# Puddles, puddles, puddles! How can I fix this?



## KarmicDebt (Jul 12, 2018)

I have learned a lot since My Spring Renovation so I decided to kill my lawn and start over with a high quality Perennial Ryegrass. My neighbors lawn is in bad shape with several weed grasses right on the border between our yards. Her husband recently passed away, so I offered to kill hers too and re-seed along with mine.

I knew the side of my house next to hers had some drainage issues, but I figured it was purely on my side as things would get pretty soggy if I let the sprinkler run too long. When I initially did the renovation this side had a lot of moss, and the layer of moss that I killed, but never completely removed seemed to act as a barrier, preventing water from draining. I decided to do something creative. I would use a pro plugger to create lots of holes and then I would top dress with a healthy mix of topsoil and compost.



At one end, the plugs that came up were clay. As I progressed toward the other end, I got a mix of sand and clay. However, the very top was clearly not allowing water to drain.



I Didn't stop until I had holes within 1-2 inches apart along the entire side, then I top dressed and finally, I tilled to soil to ensure I had a good mix of soil for the top 6-8 inches.

Next I killed both lawns with glyphosate, waited a week and re-treated. Eventually, I top dressed both lawns with the top soil/compost mix as well.

Over the following days, we either had lots of rain, or I had my sprinkler running; trying to keep the soil damp. The hill on the side of the house is still holding water longer than I would like, but it's clearly improved. Now that the neighbors lawn is covered with soil, it's clear she shared a substantial amount of the drainage problem:





Curious what others would recommend here. Do we need a French drain? I am tempted dig a deep, narrow ditch where my hill meets her property line and add fabric, followed by drainage rock to give the extra water somewhere to go.


----------



## KarmicDebt (Jul 12, 2018)

Looking forward to getting back to this:


----------



## g-man (Jun 15, 2017)

@KarmicDebt I'm moving this to the landscape area.
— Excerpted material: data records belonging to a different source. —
Issue #465, opened 2017-11-03
Add the possibility to get TOP N groups when aggregating metrics


scolinas:
When the selected grouping has many results it will be usefull to get top N and others alltogether aggregated.

chungg:
can you provide an example of what you mean?

xuyao18:
wow!  @scolinas   I have same requirement  like you .

I wrote some code using aggregation to implement this ,but not efficient. 

I think we should add some API like this :

method: `POST`
url: `/v1/top?metric_name=cpu_util&limit=10&aggregation=last&start=201701108T02:00:00`

body:
```
{
     "=": {"project_id": "project_1"}
}
```

then , the result should be like this:
```
{
     [
        {"instance_uuid1": 
              {} # some information about resource
         "cpu_util": {}  # some information about metric
         "value": "1.5"     #value to display?
        }
....
      ]
}
```

sileht:
The rule for ordering metrics have a good chance to be different depending of what the metric represent (e.g: a cost, cpu_util, a rate), and also if the meter is a gauge, a delta, ....

The API already allows to group by resource attributes retrieved with aggregates API.

For example:

> I want the top N instances for `project_1` that consume the most cpu this week.

Request:
```
POST /v1/aggregates?start=20171108T02:00:00&stop=20171115T02:00:00&group_by=original_resource_id
{
  resource_type: instance,
  search: {"=": {"project_id": "project_1"}}
  operations: "(resample 1w mean (metric cpu_util mean))"
}
```

Answer:
```
[
{"group": { "original_resource_id": "<id1>" },
 "measures": { "cpu_util_mean": [["2017-11-15T02:00:00", 1w, 58.4  ]]}}
{"group": { "original_resource_id": "<id2>" },
 "measures": { "cpu_util_mean": [["2017-11-15T02:00:00", 1w, 12.5  ]]}}
{"group": { "original_resource_id": "<id2>" },
 "measures": { "cpu_util_mean": [["2017-11-15T02:00:00", 1w, 1.1  ]]}}
{"group": { "original_resource_id": "<id3>" },
 "measures": { "cpu_util_mean": [["2017-11-15T02:00:00", 1w, 42.42  ]]}}
]
```

Note that `start - stop` is exactly one week and we resample series to 1w too. This will ensure, each resulting series have only one point.

Now we have this list, it's easy to order it as you like and pick to top N.

[...]

PR #471, opened 2017-11-08
doc: introduces a REST use-cases section

sileht:
We should list all REST API use-case that people is asking for, to
not get issue opened for new feature when it's already possible to get
the data.

It's not always clear what API call I need to do to get all informations
I need for a use-cases.

This change starts a new section and add one example.

Related #465.

### DIFF
--- a/doc/source/rest.j2
+++ b/doc/source/rest.j2
@@ -852,6 +852,17 @@ Operations between metrics can also be done, such as:
 
 {{ scenarios['get-aggregates-between-metrics']['doc'] }}
 
+List the top N resources that consume the most CPU during the last hour
+~~~~~~~~~~~~~~~~~~~~~~~~~~~~~~~~~~~~~~~~~~~~~~~~~~~~~~~~~~~~~~~~~~~~~~~
+
+The following is configured so that `stop` - `start` = `granularity` will get
+only one point per instance.
+
+This will give all information needed to order by `cpu.util` timeseries which
+can be filtered down to N results.
+
+
+{{ scenarios['use-case1-top-cpuutil-per-instances']['doc'] }}
 
 Aggregation across metrics (deprecated)
 =======================================
@@ -944,7 +955,6 @@ reporting values such as the number of new |measures| to process for each
 |metric|:
 
 {{ scenarios['get-status']['doc'] }}
-
 
 Timestamp format
 ================
--- a/doc/source/rest.yaml
+++ b/doc/source/rest.yaml
@@ -8,6 +8,10 @@
       "back_window": 0,
       "definition": [
         {
+          "granularity": "1h",
+          "timespan": "7 day"
+        },
+        {
           "granularity": "1s",
           "timespan": "1 hour"
         },
@@ -52,6 +56,10 @@
 
     {
       "definition": [
+        {
+          "granularity": "1h",
+          "timespan": "7 day"
+        },
         {
           "granularity": "1s",
           "timespan": "1 hour"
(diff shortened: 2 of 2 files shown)


doc/source/rest.j2
```diff
@@ -931,6 +931,22 @@ reporting values such as the number of new |measures| to process for each
 
 {{ scenarios['get-status']['doc'] }}
 
+Use-cases examples
+==================
+
+1. I want the top N instances for project_id "BD3A1E52-1C62-44CB-BF04-660BD88CD74D" that consume the most cpu last hour.
```
chungg: s/I want/List/

doc/source/rest.j2
```diff
@@ -931,6 +931,22 @@ reporting values such as the number of new |measures| to process for each
 
 {{ scenarios['get-status']['doc'] }}
 
+Use-cases examples
```
chungg: s/Use-cases/Use case/

doc/source/rest.j2
```diff
@@ -931,6 +931,22 @@ reporting values such as the number of new |measures| to process for each
...
+==================
+
+1. I want the top N instances for project_id "BD3A1E52-1C62-44CB-BF04-660BD88CD74D" that consume the most cpu last hour.
+
+To do so, I will use the :ref:`Dynamic aggregates API <aggregates>`. I will use
+|start|, |stop|, |granularity| and |groupby| parameters. The entire query will
+looke like:
```
chungg: i imagine everything will probably go through aggregates endpoint so maybe drop this intro.

doc/source/rest.j2
```diff
@@ -931,6 +931,22 @@ reporting values such as the number of new |measures| to process for each
...
+
+{{ scenarios['use-case1-top-cpuutil-per-instances']['doc'] }}
+
+I have ensured that |stop| - |start| = |granularity| to get only one point per
```
chungg: The following is configured so that |stop| - |start| = |granularity| will get only one point per instance.

doc/source/rest.j2
```diff
@@ -931,6 +931,22 @@ reporting values such as the number of new |measures| to process for each
...
+instances.
+
+This will give all informations we need to order by cpu.util timeseries and
+pick only the N we are interrested in.
```
chungg: This will give all information needed to order by cpu.util timeseries which can be filtered down to N results.

sileht:
Pull-request updated, HEAD is now 6ac38f8e458237abf2ca1df6beb22b5415a1f96e

doc/source/rest.j2
```diff
@@ -838,6 +838,17 @@ Operations between metrics can also be done, such as:
...
+List top N instances for that consume the most cpu last hour
+~~~~~~~~~~~~~~~~~~~~~~~~~~~~~~~~~~~~~~~~~~~~~~~~~~~~~~~~~~~~
+
+{{ scenarios['use-case1-top-cpuutil-per-instances']['doc'] }}
+
+The following is configured so that `stop` - `start` = `granularity` will get
+only one point per instance.
+
+This will give all information needed to order by cpu.util timeseries which can
+be filtered down to N results..
```
chungg: s/.././

we can maybe move the example REST below the text but it's not important.

sileht:
Pull-request updated, HEAD is now 7d5755d7ebc9473aa0be388e07d5e78e69a46457

doc/source/rest.j2
```diff
@@ -838,6 +838,17 @@ Operations between metrics can also be done, such as:
 
 {{ scenarios['get-aggregates-between-metrics']['doc'] }}
 
+List top N instances for that consume the most cpu last hour
```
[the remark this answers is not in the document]
chungg: s/during last/during the last/

doc/source/rest.j2
```diff
@@ -838,6 +838,17 @@ Operations between metrics can also be done, such as:
...
+~~~~~~~~~~~~~~~~~~~~~~~~~~~~~~~~~~~~~~~~~~~~~~~~~~~~~~~~~~~~
+
+The following is configured so that `stop` - `start` = `granularity` will get
+only one point per instance.
+
+This will give all information needed to order by cpu.util timeseries which can
```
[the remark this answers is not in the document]
chungg: with or without 'the' works. i guess with 'the' is more correct.

sileht:
Pull-request updated, HEAD is now 380e355fb199ac38b70aba08be8a552943e005c1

I think you should get PVC and channel the downspout to the street. When you do that use two PVC pipes (for you and your neighbor). That will take care of most of the rain water. Lastly use the same channel to bury the pipes and make it a drain. You could also try a Spartan system


----------



## jjepeto (Jan 27, 2019)

g-man said:


> @KarmicDebt I'm moving this to the landscape area.
> 
> I think you should get PVC and channel the downspout to the street. When you do that use two PVC pipes (for you and your neighbor). That will take care of most of the rain water. Lastly use the same channel to bury the pipes and make it a drain. You could also try a Spartan system


This is exactly what I did with a similar problem. Although, I used the solid black corrugated pipe without perforations, which is important when you're removing surface water. The perforated type is for collecting water that's already underground and moving it out. My street already has holes cored in the curb and allow everyone on the street to dump their surface water onto the street to go into the storm drains. Some municipalities don't allow this. In that case I would use solid pvc pipe, run to a pop up emitter near the mulch area with the trees in it. From there it should drain to the street or get absorbed by that bed. I would do this work before trying to get seed established.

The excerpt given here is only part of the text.